### Task item
Reproduce only the stretch of entries below that begins at the first line and ends at the line holding "May 6, 2024".

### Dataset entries
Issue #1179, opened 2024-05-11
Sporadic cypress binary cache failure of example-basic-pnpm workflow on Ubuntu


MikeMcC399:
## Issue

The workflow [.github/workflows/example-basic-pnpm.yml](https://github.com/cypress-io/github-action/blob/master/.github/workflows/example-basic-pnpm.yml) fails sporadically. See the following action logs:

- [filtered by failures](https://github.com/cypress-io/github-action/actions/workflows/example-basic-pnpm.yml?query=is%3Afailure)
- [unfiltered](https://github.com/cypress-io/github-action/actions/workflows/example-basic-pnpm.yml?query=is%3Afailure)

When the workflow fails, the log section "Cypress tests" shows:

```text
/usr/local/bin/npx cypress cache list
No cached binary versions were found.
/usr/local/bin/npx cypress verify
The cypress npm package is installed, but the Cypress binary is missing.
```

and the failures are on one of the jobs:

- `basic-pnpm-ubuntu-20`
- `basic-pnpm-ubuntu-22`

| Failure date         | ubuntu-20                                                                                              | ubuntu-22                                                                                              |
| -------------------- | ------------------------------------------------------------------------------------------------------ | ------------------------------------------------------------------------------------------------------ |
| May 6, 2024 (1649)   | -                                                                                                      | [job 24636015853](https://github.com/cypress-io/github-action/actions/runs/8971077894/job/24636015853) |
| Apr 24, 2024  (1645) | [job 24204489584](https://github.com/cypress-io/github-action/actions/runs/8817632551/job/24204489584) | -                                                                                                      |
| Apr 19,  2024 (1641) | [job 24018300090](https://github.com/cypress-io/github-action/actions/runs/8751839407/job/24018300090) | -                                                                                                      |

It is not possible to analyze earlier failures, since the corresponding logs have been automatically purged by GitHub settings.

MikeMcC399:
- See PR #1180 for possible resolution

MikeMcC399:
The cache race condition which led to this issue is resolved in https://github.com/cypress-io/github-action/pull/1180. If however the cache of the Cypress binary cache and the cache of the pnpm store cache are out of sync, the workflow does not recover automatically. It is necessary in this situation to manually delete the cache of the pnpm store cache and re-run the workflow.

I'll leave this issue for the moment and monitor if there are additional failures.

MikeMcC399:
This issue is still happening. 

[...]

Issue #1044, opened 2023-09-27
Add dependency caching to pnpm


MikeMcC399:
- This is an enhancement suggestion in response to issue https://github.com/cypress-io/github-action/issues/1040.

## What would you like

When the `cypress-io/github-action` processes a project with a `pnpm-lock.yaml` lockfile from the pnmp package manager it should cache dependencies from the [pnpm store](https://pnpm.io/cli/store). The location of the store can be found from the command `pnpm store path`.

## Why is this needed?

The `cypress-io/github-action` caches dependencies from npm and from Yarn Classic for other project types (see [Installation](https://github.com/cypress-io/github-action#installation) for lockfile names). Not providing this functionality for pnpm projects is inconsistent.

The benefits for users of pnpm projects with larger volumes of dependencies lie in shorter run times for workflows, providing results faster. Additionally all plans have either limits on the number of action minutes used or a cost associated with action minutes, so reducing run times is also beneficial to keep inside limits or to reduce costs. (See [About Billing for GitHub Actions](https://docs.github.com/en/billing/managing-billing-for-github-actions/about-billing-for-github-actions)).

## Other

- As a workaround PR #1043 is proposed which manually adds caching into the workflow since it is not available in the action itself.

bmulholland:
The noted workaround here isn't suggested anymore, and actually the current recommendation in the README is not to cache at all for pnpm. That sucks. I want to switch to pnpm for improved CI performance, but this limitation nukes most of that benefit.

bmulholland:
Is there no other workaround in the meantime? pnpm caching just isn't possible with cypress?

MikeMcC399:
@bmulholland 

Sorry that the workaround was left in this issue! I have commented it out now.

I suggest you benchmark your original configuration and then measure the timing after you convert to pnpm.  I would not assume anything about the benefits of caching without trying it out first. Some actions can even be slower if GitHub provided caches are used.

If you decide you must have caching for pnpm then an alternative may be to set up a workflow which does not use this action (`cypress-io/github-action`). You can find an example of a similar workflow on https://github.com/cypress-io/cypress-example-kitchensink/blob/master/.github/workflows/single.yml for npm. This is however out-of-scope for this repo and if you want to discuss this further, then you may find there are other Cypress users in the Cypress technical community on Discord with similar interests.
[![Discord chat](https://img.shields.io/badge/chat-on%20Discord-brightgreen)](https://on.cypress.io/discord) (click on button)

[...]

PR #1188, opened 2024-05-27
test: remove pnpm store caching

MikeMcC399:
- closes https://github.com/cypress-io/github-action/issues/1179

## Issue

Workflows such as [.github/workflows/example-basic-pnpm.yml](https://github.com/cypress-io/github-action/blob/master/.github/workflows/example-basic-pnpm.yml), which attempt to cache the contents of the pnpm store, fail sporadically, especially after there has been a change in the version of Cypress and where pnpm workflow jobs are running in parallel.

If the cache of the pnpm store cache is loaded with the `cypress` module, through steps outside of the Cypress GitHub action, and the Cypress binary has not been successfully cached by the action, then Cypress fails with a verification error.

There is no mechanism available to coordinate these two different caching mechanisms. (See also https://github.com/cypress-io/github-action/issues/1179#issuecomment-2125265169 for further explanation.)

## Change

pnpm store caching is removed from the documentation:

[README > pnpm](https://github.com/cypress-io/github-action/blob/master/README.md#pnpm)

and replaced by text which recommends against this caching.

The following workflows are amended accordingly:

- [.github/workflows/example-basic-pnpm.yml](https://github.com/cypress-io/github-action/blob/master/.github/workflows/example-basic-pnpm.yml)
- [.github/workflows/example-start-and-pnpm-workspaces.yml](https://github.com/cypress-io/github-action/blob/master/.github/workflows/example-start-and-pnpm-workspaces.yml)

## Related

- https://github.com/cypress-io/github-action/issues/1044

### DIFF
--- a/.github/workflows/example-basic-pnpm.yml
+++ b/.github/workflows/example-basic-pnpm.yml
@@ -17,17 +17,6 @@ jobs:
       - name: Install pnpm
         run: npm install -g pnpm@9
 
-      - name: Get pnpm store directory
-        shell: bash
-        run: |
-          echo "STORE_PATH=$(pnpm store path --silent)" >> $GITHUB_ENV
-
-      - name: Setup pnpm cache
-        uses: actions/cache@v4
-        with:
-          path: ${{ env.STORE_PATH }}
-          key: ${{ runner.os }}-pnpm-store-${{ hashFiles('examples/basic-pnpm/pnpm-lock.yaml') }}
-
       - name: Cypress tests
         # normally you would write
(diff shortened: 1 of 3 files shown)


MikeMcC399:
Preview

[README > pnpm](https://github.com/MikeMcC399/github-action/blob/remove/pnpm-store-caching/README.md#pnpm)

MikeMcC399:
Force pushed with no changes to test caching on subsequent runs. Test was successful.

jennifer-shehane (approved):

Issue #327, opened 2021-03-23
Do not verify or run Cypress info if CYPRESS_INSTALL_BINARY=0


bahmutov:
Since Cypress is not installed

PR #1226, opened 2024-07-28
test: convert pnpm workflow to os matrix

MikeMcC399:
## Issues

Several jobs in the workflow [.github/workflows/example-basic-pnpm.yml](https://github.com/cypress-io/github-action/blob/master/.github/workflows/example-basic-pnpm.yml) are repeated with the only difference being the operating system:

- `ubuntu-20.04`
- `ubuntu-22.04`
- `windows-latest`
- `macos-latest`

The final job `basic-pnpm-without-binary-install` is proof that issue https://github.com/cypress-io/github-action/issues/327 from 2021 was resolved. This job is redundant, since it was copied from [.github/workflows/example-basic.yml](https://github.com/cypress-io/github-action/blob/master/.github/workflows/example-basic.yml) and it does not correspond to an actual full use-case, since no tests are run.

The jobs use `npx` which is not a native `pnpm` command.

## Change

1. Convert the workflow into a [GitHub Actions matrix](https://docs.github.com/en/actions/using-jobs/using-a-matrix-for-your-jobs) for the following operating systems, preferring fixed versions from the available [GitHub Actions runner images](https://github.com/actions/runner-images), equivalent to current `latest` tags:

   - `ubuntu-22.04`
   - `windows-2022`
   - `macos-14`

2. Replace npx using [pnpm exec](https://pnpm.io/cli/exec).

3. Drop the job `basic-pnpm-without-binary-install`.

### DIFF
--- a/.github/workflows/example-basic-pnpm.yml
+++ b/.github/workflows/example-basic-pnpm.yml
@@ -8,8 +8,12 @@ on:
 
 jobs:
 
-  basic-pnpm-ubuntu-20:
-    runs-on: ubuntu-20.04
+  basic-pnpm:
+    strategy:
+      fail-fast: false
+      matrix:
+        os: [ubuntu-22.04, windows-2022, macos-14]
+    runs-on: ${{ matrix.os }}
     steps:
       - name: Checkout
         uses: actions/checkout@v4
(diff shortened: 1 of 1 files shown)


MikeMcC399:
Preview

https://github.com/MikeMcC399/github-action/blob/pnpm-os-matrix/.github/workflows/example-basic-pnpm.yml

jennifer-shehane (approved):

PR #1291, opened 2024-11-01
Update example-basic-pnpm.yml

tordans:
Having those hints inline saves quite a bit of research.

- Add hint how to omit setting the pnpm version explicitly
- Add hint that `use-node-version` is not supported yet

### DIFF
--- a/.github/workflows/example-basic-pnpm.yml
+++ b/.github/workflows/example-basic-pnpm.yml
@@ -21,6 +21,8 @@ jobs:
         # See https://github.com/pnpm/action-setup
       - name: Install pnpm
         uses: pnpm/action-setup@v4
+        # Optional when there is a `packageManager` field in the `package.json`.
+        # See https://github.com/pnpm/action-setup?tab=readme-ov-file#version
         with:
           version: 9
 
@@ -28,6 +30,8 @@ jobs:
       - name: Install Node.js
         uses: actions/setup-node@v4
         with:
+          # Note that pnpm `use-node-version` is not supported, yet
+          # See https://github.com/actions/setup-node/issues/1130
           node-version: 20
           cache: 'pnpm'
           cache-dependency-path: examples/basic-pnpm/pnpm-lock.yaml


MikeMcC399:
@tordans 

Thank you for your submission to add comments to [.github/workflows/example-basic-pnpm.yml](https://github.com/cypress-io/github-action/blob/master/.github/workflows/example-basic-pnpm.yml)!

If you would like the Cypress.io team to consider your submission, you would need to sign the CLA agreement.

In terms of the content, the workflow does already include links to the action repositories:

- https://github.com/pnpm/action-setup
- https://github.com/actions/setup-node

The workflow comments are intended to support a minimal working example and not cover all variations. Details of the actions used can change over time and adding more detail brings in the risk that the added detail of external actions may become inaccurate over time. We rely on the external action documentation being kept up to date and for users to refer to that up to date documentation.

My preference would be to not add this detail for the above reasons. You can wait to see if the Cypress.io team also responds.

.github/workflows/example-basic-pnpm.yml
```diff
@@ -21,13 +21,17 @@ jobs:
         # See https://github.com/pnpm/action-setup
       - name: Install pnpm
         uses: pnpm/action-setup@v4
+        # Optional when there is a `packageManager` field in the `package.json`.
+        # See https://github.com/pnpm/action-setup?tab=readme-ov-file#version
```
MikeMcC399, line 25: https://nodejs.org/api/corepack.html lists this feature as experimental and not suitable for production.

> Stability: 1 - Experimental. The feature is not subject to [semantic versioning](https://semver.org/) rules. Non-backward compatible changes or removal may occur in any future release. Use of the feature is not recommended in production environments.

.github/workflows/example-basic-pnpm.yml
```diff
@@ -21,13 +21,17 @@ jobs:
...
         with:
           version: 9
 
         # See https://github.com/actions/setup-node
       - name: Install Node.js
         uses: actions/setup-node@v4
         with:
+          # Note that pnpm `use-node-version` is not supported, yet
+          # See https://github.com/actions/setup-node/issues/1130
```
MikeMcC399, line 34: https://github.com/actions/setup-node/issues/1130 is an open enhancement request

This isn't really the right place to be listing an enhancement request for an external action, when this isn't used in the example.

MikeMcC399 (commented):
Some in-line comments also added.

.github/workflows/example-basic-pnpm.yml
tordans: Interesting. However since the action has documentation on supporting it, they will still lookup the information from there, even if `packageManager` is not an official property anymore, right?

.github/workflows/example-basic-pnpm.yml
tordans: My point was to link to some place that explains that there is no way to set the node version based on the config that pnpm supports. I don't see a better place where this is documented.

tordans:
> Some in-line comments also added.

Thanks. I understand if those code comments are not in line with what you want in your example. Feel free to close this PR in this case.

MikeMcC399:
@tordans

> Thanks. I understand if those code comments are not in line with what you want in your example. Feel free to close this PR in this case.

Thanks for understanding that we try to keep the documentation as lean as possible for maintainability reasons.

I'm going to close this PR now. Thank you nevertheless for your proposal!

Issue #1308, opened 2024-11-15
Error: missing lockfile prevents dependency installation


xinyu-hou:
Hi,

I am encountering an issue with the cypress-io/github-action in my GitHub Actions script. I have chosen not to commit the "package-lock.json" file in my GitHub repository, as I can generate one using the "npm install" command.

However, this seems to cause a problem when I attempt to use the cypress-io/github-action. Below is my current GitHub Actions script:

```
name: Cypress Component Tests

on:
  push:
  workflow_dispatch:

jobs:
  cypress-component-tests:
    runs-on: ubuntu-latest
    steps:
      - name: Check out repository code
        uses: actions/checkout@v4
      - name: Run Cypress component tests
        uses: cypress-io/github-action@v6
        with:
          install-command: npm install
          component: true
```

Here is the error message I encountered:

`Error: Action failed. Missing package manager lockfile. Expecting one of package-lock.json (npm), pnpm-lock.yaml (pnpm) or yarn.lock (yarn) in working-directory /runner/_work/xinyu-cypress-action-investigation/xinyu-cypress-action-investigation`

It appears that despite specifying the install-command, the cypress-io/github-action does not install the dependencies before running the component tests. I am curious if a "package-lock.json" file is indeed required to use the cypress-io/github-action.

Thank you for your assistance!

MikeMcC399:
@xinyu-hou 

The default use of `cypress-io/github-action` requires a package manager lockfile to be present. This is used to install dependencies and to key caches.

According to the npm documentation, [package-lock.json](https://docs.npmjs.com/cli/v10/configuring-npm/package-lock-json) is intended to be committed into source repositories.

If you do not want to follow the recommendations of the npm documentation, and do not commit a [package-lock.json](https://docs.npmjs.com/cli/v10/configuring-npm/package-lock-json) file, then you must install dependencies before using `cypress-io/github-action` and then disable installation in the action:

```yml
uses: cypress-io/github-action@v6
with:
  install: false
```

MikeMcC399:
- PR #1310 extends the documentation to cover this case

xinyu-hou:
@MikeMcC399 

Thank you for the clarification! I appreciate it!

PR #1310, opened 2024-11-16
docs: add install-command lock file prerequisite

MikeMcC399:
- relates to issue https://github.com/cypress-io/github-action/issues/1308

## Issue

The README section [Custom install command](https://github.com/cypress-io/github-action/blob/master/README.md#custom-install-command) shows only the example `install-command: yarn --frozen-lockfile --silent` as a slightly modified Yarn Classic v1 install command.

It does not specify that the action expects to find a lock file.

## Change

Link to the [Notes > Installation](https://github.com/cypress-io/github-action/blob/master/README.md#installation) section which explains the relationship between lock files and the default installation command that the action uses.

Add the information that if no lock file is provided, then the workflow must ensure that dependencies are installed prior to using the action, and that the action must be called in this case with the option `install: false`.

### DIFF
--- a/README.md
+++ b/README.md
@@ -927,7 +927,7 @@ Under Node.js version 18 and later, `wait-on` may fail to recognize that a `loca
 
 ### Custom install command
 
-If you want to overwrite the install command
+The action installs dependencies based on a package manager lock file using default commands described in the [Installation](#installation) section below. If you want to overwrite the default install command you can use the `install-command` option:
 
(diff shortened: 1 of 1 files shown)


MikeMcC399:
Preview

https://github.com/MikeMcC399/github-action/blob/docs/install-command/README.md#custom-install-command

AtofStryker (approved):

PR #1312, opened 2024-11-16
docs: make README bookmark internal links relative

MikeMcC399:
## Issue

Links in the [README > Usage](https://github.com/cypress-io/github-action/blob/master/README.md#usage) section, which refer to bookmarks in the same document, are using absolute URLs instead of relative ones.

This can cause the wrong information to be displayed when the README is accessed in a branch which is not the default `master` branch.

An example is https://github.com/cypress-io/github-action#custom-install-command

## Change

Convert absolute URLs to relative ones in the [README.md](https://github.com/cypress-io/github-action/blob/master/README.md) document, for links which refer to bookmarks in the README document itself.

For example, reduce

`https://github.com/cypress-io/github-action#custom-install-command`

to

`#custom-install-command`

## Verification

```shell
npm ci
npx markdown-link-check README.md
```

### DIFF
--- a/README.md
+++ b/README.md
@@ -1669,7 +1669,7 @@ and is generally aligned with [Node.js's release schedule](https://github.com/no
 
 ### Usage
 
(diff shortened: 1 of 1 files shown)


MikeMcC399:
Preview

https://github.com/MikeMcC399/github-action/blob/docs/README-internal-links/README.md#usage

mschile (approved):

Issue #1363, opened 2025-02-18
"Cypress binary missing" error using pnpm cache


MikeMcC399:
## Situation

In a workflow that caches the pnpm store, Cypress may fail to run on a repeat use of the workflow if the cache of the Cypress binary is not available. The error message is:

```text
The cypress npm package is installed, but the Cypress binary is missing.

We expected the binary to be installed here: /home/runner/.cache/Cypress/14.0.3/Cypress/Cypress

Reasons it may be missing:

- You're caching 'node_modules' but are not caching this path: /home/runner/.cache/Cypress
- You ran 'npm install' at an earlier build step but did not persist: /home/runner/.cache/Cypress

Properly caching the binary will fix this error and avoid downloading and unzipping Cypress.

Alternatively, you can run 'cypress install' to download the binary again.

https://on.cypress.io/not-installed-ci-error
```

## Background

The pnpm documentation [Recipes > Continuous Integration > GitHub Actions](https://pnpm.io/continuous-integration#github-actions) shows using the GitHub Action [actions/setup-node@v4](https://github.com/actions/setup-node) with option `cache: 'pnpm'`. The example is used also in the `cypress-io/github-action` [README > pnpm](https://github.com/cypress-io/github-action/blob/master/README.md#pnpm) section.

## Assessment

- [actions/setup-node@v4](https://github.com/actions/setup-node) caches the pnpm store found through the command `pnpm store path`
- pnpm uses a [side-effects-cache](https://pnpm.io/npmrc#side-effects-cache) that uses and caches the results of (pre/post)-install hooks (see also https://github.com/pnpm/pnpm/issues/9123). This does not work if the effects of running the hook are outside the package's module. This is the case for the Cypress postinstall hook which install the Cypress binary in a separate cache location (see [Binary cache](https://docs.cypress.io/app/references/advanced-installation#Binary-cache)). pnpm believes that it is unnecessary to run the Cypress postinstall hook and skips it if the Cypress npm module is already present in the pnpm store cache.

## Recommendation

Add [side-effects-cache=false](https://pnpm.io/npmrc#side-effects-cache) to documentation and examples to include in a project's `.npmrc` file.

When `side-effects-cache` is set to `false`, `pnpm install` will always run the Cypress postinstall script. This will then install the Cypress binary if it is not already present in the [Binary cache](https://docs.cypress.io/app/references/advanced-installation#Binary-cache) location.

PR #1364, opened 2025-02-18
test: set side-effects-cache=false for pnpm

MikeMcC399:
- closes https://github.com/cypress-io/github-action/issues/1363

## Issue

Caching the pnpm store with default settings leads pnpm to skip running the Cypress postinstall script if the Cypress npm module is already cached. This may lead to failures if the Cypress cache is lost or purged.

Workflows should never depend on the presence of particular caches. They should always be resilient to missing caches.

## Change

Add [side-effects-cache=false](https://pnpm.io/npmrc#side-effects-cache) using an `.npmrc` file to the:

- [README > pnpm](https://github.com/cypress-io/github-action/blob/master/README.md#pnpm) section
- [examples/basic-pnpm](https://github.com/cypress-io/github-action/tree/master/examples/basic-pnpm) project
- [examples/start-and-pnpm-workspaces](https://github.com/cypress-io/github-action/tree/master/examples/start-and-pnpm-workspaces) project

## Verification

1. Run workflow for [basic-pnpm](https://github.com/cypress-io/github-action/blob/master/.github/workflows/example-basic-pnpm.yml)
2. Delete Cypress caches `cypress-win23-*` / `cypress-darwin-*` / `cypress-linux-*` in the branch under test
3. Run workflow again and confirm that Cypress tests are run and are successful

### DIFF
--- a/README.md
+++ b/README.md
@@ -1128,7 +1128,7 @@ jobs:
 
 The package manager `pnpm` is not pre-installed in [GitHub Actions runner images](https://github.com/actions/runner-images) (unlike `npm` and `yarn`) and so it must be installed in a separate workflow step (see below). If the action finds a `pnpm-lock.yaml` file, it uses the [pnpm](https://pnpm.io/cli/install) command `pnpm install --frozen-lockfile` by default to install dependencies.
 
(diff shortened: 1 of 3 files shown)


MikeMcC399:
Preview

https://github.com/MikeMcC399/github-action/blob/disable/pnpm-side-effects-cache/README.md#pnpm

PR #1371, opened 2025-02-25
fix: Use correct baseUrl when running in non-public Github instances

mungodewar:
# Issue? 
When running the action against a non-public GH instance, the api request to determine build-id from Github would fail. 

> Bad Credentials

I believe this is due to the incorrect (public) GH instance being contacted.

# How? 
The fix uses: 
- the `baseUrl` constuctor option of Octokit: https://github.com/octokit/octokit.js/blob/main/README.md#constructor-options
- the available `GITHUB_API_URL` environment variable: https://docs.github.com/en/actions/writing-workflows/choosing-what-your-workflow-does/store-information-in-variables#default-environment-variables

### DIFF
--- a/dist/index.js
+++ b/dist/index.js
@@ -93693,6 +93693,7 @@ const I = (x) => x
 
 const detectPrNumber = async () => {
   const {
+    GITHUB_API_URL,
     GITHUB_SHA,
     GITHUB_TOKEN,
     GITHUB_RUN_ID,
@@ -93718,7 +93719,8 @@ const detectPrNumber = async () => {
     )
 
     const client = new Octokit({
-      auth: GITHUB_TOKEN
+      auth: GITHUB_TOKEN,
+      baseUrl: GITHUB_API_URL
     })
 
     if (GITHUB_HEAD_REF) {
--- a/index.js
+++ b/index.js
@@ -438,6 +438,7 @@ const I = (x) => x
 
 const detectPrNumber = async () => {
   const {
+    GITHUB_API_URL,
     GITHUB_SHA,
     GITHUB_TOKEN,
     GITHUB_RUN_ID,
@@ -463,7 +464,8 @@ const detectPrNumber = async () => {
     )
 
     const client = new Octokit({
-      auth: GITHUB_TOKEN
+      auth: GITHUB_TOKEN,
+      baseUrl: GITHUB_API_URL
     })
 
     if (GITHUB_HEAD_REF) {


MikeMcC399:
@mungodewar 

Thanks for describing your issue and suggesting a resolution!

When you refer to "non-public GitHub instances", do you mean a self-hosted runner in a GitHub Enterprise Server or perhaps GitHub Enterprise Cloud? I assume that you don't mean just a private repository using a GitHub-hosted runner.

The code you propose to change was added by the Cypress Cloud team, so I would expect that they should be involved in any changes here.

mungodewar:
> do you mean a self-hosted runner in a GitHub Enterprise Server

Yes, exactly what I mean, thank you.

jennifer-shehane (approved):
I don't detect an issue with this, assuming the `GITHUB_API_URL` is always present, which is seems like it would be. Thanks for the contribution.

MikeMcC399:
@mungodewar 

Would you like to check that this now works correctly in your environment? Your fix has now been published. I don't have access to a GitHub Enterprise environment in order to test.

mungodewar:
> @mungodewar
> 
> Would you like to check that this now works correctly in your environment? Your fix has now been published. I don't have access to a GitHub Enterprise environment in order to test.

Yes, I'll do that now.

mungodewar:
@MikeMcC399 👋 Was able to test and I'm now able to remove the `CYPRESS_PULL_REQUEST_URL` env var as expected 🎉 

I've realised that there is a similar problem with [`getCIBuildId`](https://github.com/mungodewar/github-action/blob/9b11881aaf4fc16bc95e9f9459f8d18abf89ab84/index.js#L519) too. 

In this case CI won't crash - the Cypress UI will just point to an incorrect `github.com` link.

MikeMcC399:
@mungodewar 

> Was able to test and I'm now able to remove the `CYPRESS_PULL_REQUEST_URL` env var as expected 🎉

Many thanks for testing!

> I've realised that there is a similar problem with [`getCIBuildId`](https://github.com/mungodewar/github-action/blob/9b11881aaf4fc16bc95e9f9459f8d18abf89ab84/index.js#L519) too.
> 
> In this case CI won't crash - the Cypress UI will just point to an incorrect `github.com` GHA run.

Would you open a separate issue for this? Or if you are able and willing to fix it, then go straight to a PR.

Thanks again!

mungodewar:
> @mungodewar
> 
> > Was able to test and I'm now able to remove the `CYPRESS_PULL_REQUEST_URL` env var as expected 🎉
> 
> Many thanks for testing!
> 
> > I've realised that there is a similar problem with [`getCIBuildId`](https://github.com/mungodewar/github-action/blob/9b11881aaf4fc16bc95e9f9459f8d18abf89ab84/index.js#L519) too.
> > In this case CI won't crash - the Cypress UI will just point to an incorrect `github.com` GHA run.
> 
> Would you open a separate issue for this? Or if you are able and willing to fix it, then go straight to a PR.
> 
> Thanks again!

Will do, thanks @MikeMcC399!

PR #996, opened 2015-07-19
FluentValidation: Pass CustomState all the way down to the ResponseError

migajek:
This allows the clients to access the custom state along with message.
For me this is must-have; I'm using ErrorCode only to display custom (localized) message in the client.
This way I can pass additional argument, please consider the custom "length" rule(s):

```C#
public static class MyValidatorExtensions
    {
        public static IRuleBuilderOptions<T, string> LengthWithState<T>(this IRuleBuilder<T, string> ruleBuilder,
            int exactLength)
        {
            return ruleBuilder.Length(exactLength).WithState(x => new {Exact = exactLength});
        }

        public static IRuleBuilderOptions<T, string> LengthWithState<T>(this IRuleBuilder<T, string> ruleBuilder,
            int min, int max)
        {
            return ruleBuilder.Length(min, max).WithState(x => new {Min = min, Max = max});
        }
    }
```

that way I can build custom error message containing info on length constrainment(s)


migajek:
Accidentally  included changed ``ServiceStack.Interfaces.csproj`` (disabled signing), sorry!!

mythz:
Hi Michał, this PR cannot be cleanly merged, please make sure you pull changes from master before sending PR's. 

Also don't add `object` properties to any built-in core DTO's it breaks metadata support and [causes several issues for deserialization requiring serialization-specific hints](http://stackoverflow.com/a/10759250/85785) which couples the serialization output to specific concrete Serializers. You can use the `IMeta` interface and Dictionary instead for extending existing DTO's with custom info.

### Written response
Issue #1179, opened 2024-05-11
Sporadic cypress binary cache failure of example-basic-pnpm workflow on Ubuntu


MikeMcC399:
## Issue

The workflow [.github/workflows/example-basic-pnpm.yml](https://github.com/cypress-io/github-action/blob/master/.github/workflows/example-basic-pnpm.yml) fails sporadically. See the following action logs:

- [filtered by failures](https://github.com/cypress-io/github-action/actions/workflows/example-basic-pnpm.yml?query=is%3Afailure)
- [unfiltered](https://github.com/cypress-io/github-action/actions/workflows/example-basic-pnpm.yml?query=is%3Afailure)

When the workflow fails, the log section "Cypress tests" shows:

```text
/usr/local/bin/npx cypress cache list
No cached binary versions were found.
/usr/local/bin/npx cypress verify
The cypress npm package is installed, but the Cypress binary is missing.
```

and the failures are on one of the jobs:

- `basic-pnpm-ubuntu-20`
- `basic-pnpm-ubuntu-22`

| Failure date         | ubuntu-20                                                                                              | ubuntu-22                                                                                              |
| -------------------- | ------------------------------------------------------------------------------------------------------ | ------------------------------------------------------------------------------------------------------ |
| May 6, 2024 (1649)   | -                                                                                                      | [job 24636015853](https://github.com/cypress-io/github-action/actions/runs/8971077894/job/24636015853) |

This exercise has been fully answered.